(Data for this exercise Opens)
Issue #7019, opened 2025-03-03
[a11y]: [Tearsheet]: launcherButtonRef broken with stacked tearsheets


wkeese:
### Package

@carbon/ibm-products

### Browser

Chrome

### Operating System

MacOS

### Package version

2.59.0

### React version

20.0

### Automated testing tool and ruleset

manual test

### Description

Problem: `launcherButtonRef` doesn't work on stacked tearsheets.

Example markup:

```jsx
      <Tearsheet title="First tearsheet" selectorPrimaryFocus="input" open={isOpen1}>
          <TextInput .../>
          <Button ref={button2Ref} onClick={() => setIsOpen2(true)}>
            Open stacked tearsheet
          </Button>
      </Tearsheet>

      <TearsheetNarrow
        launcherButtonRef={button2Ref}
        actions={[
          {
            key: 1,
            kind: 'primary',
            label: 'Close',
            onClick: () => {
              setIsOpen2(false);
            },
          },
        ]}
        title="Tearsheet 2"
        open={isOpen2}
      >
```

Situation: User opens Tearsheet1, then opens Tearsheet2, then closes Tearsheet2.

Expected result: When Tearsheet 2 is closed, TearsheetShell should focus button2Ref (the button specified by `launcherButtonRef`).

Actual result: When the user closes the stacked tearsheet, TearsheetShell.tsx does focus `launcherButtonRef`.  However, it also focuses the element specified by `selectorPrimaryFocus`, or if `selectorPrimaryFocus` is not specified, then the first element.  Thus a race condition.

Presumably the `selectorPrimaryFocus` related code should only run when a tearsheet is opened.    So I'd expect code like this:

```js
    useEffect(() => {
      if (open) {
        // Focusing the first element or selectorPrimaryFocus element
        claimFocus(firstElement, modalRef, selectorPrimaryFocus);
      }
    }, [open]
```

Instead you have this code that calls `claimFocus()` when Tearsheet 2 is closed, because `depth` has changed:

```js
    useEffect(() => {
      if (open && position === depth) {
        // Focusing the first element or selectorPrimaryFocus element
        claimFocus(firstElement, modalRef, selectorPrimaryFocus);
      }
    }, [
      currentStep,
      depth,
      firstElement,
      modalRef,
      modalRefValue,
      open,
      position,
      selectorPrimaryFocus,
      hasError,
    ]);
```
(Data for this exercise Closes)
(Data for this exercise Opens)
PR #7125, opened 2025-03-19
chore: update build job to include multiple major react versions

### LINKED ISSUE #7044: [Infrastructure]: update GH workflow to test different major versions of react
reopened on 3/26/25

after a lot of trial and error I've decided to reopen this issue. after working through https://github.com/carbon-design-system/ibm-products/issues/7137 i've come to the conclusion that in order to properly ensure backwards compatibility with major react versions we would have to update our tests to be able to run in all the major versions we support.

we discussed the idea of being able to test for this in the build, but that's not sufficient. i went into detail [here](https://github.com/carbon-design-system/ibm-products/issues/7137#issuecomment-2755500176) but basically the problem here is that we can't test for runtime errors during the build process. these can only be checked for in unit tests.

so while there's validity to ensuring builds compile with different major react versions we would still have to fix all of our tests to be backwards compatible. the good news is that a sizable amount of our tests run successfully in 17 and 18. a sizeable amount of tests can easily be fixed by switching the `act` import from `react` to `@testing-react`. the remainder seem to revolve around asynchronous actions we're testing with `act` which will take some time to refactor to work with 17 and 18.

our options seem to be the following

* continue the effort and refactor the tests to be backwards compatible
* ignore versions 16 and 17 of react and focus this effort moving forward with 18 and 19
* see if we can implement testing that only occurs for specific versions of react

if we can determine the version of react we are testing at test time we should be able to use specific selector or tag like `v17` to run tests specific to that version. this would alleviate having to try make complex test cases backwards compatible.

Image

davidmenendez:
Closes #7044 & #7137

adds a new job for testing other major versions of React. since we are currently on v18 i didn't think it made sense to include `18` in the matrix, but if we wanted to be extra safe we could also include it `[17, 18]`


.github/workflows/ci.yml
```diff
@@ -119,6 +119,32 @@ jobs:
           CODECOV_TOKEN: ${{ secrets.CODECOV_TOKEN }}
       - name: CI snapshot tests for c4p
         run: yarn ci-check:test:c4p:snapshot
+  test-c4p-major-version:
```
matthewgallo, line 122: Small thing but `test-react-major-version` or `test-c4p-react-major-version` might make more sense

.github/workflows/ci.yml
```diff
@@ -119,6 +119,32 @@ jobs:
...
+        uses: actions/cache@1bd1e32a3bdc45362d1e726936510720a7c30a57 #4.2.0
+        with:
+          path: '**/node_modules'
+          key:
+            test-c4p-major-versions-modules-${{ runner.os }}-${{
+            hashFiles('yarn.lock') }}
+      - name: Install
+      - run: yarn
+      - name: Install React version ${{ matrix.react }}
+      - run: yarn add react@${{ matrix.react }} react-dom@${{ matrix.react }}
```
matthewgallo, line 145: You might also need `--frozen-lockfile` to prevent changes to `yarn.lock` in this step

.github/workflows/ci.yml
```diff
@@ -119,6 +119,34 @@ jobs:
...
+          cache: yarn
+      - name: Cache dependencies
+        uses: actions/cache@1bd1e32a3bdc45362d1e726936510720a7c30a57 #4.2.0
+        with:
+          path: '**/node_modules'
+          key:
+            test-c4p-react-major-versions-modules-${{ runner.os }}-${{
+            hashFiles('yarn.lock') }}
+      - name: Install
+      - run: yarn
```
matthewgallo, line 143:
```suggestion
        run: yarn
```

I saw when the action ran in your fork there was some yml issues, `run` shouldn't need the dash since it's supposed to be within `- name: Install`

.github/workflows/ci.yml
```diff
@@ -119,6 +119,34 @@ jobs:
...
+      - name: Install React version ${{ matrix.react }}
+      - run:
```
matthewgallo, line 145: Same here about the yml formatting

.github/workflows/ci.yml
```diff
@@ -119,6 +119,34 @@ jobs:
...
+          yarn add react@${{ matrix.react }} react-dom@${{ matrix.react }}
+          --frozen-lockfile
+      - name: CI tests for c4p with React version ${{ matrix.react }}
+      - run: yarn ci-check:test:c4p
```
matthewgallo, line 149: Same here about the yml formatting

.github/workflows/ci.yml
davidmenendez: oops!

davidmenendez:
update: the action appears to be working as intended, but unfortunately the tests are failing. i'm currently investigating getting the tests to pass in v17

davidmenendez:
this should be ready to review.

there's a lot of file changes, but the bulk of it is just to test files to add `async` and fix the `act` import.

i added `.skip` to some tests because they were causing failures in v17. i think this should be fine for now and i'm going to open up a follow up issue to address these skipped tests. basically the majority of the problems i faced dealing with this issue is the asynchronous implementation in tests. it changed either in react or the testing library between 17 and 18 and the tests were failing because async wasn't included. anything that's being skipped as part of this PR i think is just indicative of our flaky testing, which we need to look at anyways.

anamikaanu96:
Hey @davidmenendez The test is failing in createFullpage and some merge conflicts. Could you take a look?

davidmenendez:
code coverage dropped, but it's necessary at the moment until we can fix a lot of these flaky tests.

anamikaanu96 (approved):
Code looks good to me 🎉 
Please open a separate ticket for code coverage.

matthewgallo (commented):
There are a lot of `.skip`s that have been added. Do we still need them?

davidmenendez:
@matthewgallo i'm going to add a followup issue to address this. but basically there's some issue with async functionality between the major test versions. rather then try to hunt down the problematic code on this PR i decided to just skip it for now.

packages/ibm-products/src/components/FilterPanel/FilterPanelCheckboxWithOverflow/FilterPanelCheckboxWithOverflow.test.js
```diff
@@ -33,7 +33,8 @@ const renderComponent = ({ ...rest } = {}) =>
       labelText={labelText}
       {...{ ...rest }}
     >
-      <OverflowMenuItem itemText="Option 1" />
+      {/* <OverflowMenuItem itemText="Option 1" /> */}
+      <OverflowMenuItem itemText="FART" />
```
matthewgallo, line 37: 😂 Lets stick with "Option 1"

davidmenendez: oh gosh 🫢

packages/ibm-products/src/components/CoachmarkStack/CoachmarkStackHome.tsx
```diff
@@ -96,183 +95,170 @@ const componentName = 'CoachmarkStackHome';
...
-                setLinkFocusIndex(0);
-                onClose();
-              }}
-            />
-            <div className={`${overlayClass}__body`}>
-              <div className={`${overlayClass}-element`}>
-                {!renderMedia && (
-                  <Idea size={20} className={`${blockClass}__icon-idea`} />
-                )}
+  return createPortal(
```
(Data for this exercise Closes)
(Data for this exercise Opens)
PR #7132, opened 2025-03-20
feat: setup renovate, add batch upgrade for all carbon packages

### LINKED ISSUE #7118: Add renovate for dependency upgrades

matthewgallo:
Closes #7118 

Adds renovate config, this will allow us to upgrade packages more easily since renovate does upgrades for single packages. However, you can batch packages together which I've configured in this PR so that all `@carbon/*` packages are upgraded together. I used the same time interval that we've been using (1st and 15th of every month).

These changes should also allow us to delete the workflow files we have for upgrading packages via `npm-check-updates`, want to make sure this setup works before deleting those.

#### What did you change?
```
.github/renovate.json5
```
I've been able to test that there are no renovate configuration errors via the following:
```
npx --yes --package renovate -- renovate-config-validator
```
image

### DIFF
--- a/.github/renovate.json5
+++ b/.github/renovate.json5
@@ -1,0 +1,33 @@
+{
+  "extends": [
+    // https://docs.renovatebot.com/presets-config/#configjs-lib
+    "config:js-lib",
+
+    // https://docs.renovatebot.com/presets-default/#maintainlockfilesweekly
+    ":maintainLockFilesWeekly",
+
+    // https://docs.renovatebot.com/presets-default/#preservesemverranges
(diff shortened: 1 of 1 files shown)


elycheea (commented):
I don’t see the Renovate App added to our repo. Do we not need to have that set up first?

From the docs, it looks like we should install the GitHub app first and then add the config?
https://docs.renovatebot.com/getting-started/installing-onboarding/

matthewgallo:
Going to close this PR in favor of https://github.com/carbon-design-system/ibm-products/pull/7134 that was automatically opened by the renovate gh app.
(Data for this exercise Closes)
#### How to complete this task
Using the data above, transcribe the lines that run from the line with "reopened on 3/26/25" to the line with "with 18 and 19", both ends kept, and output nothing else.

#### Answer section
reopened on 3/26/25

after a lot of trial and error I've decided to reopen this issue. after working through https://github.com/carbon-design-system/ibm-products/issues/7137 i've come to the conclusion that in order to properly ensure backwards compatibility with major react versions we would have to update our tests to be able to run in all the major versions we support.

we discussed the idea of being able to test for this in the build, but that's not sufficient. i went into detail [here](https://github.com/carbon-design-system/ibm-products/issues/7137#issuecomment-2755500176) but basically the problem here is that we can't test for runtime errors during the build process. these can only be checked for in unit tests.

so while there's validity to ensuring builds compile with different major react versions we would still have to fix all of our tests to be backwards compatible. the good news is that a sizable amount of our tests run successfully in 17 and 18. a sizeable amount of tests can easily be fixed by switching the `act` import from `react` to `@testing-react`. the remainder seem to revolve around asynchronous actions we're testing with `act` which will take some time to refactor to work with 17 and 18.

our options seem to be the following

* continue the effort and refactor the tests to be backwards compatible
* ignore versions 16 and 17 of react and focus this effort moving forward with 18 and 19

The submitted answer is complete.